• [Source data]:
▼▼▼

PR #48671, opened 2026-08-08
[ui][ios] Add missing matchedGeometryEffect parameters

Den1Marshall:
# Why

`matchedGeometryEffect` only exposes `id` and `namespaceId`, while SwiftUI's `matchedGeometryEffect(id:in:properties:anchor:isSource:)` takes three more. Without them the modifier can only copy the whole frame, centered, from a view that is always the source.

▲▲▲

• [What you have to do]: Scan the entries above for the string "matchedGeometryEffect" and copy each line that contains it.

• [Written answer]:
[ui][ios] Add missing matchedGeometryEffect parameters
`matchedGeometryEffect` only exposes `id` and `namespaceId`, while SwiftUI's `matchedGeometryEffect(id:in:properties:anchor:isSource:)` takes three more. Without them the modifier can only copy the whole frame, centered, from a view that is always the source.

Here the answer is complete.